PR #483, opened 2025-08-06
Step 2: improve UI

### LINKED ISSUE #455: Contributors: Small UI improvements
**Changes**
After adding a contributor via the search bar, the search query stays in the search bar. It should be cleared after adding.
Image

This icon confused testers. Sadly there is no great fit for what we wanted to show with the icon. It was suggested to use the neutral "Stat Minus 2" icon.
Image

Name and email are required fields, but they are missing stars.
Image

On a smaller screen, those two fields are not inline, even though there is enough space.
Image

There is a colon missing here.
Image

**Additional notes**
The points in this issue come from internal feedback collected from the ZDFM at TU Wien.

DanceaVlad:
## Description

Feature

#### What does this PR do?

1. In People involved in data management step -> Search contributor -> Find Contributors:

- type in **Search for person...**
- select contributor 
- NEW: text is removed from search field

2. In People involved in data management step -> Search contributor -> Project contact:

- change icon from **person_remove** to **stat_minus_2**

3. In People involved in data management step -> Input contributor manually -> Additional contributors: 

- show a star (*) next to First name, Last name and email to show they are mandatory

#### Code review focus

1. For addition nr. 1, I think it would make sense to also close the autocomplete pane after selecting a contributor, not just removing the text in the search field.

2. (Not done) In People involved in data management step -> Input contributor manually -> Additional contributors: 

- as the screen in becoming smaller, have the 2 fields change to vertical alignment later
- this is very janky. By using media queries it either works for when the side-menu is open or when it is closed, but you cannot make it work for both situations.
- you either need an observable for the side-menu and apply conditional css, or another solution:
CleanShot 2025-08-06 at 15 19 43@2x

- This works perfectly, independent of the side-menu state, as it uses the container size, not the screen size
- The problem with this is that @container media query is only supported for browser versions of the past 2-3 years.
- This is a diff that solves the problem, but from what I heard the side-menu is an overarching issue that may need an overhaul in the future. Tell me and I'll add this code to the PR.
[css.patch](https://github.com/user-attachments/files/21619734/css.patch)

closes GH-455

### DIFF
--- a/libs/damap/src/assets/i18n/templates/en.json
+++ b/libs/damap/src/assets/i18n/templates/en.json
@@ -40,7 +40,7 @@
         "intro": "In this step, you add people involved in the project and provide additional info about them, e.g., their role. In this example, the project leader’s info has already been added and marked as the contact person (note icon with person and envelope next to their name). You can add more contributors via the search field (ensure you select the appropriate database, e.g., ORCID), or manually via the “Add contributor manually button”. Please provide a minimum of one contact person as well as a data manager (it can be the same person).",
         "search": "Search for person...",
         "search.service": "Search service",
-        "general.search": "Find Contributors",
+        "general.search": "Find Contributors:",
         "general.recommendations": "Recommended contributors:",
         "general.addAll": "Add all contributors",
         "contributor": {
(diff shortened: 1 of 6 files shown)


ValentinFutterer:
> For addition nr. 1, I think it would make sense to also close the autocomplete pane after selecting a contributor, not just removing the text in the search field.

You are correct, please add it :) 

Regarding the alignment, we can keep it as is for now - this is a whole other can of worms we dont necessarily need to open know.

ValentinFutterer (approved):
Good work 👍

TASK
Considering only the material above, set down every line from the one with "### LINKED ISSUE" to the one with "#### What does this PR do?", inclusive, exactly as written.

COMPLETED TASK
### LINKED ISSUE #455: Contributors: Small UI improvements
**Changes**
After adding a contributor via the search bar, the search query stays in the search bar. It should be cleared after adding.
Image

This icon confused testers. Sadly there is no great fit for what we wanted to show with the icon. It was suggested to use the neutral "Stat Minus 2" icon.
Image

Name and email are required fields, but they are missing stars.
Image

On a smaller screen, those two fields are not inline, even though there is enough space.
Image

There is a colon missing here.
Image

**Additional notes**
The points in this issue come from internal feedback collected from the ZDFM at TU Wien.

DanceaVlad:
## Description

Feature

#### What does this PR do?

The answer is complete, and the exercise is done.